PR #22014, opened 2026-04-14
fix: validate table and filters in field value search

charliedowler:
## Bug
`POST /api/v1/projects/:projectUuid/field/:fieldId/search` returns 500 UnexpectedServerError when:
1. Request body is missing `table` → Knex undefined binding error
2. Request body has `filters` object without `.and` property → TypeError

Both should return 4xx validation errors instead. Same code path is reachable from the v2 endpoint via `AsyncQueryService.executeAsyncFieldValueSearch`.

## Expected
- Missing/empty `table` → 400 ParameterError
- Malformed `filters` (no `.and`) → handled gracefully (ignored)

## Reproduction
- `handles filters object missing .and property gracefully`

## Evidence (before)
- Failing test: `packages/backend/src/services/ProjectService/fieldValuesQueryBuilder.test.ts` — see CI run

## Fix
**Root cause:** `fieldValuesQueryBuilder.ts` passed `table` directly to `exploreResolver.findExploreByTableName()` without validating it's non-empty — `undefined`/`""` reaches Knex as an undefined binding. Separately, `filters.and.filter(...)` at line 110 assumed `.and` exists whenever `filters` is truthy.

**Changes:**
- Added early `!table` guard that throws `ParameterError` with message `'Field value search requires a non-empty "table"'`
- Changed `if (filters)` to `if (filters && Array.isArray(filters.and))` so malformed filter objects are safely skipped

Both v1 and v2 endpoints are hardened because they share `getFieldValuesMetricQuery`.

## Evidence (after)
- All 10 tests passing: `packages/backend/src/services/ProjectService/fieldValuesQueryBuilder.test.ts`
- typecheck / lint / test: ✅

### DIFF
--- a/packages/backend/src/services/ProjectService/fieldValuesQueryBuilder.test.ts
+++ b/packages/backend/src/services/ProjectService/fieldValuesQueryBuilder.test.ts
@@ -2,6 +2,7 @@ import {
     FilterOperator,
     NotFoundError,
     ParameterError,
+    type AndFilterGroup,
     type Explore,
 } from '@lightdash/common';
 import { getFieldValuesMetricQuery } from './fieldValuesQueryBuilder';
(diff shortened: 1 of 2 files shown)


charliedowler:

§

* **Activity**
Reproduce the listing above verbatim, from first line to last.

* **Answer for this exercise**
PR #22014, opened 2026-04-14
fix: validate table and filters in field value search

charliedowler:
## Bug
`POST /api/v1/projects/:projectUuid/field/:fieldId/search` returns 500 UnexpectedServerError when:
1. Request body is missing `table` → Knex undefined binding error
2. Request body has `filters` object without `.and` property → TypeError

Both should return 4xx validation errors instead. Same code path is reachable from the v2 endpoint via `AsyncQueryService.executeAsyncFieldValueSearch`.

## Expected
- Missing/empty `table` → 400 ParameterError
- Malformed `filters` (no `.and`) → handled gracefully (ignored)

## Reproduction
- `handles filters object missing .and property gracefully`

## Evidence (before)
- Failing test: `packages/backend/src/services/ProjectService/fieldValuesQueryBuilder.test.ts` — see CI run

## Fix
**Root cause:** `fieldValuesQueryBuilder.ts` passed `table` directly to `exploreResolver.findExploreByTableName()` without validating it's non-empty — `undefined`/`""` reaches Knex as an undefined binding. Separately, `filters.and.filter(...)` at line 110 assumed `.and` exists whenever `filters` is truthy.

**Changes:**
- Added early `!table` guard that throws `ParameterError` with message `'Field value search requires a non-empty "table"'`
- Changed `if (filters)` to `if (filters && Array.isArray(filters.and))` so malformed filter objects are safely skipped

Both v1 and v2 endpoints are hardened because they share `getFieldValuesMetricQuery`.

## Evidence (after)
- All 10 tests passing: `packages/backend/src/services/ProjectService/fieldValuesQueryBuilder.test.ts`
- typecheck / lint / test: ✅

### DIFF
--- a/packages/backend/src/services/ProjectService/fieldValuesQueryBuilder.test.ts
+++ b/packages/backend/src/services/ProjectService/fieldValuesQueryBuilder.test.ts
@@ -2,6 +2,7 @@ import {
     FilterOperator,
     NotFoundError,
     ParameterError,
+    type AndFilterGroup,
     type Explore,
 } from '@lightdash/common';
 import { getFieldValuesMetricQuery } from './fieldValuesQueryBuilder';
(diff shortened: 1 of 2 files shown)


charliedowler:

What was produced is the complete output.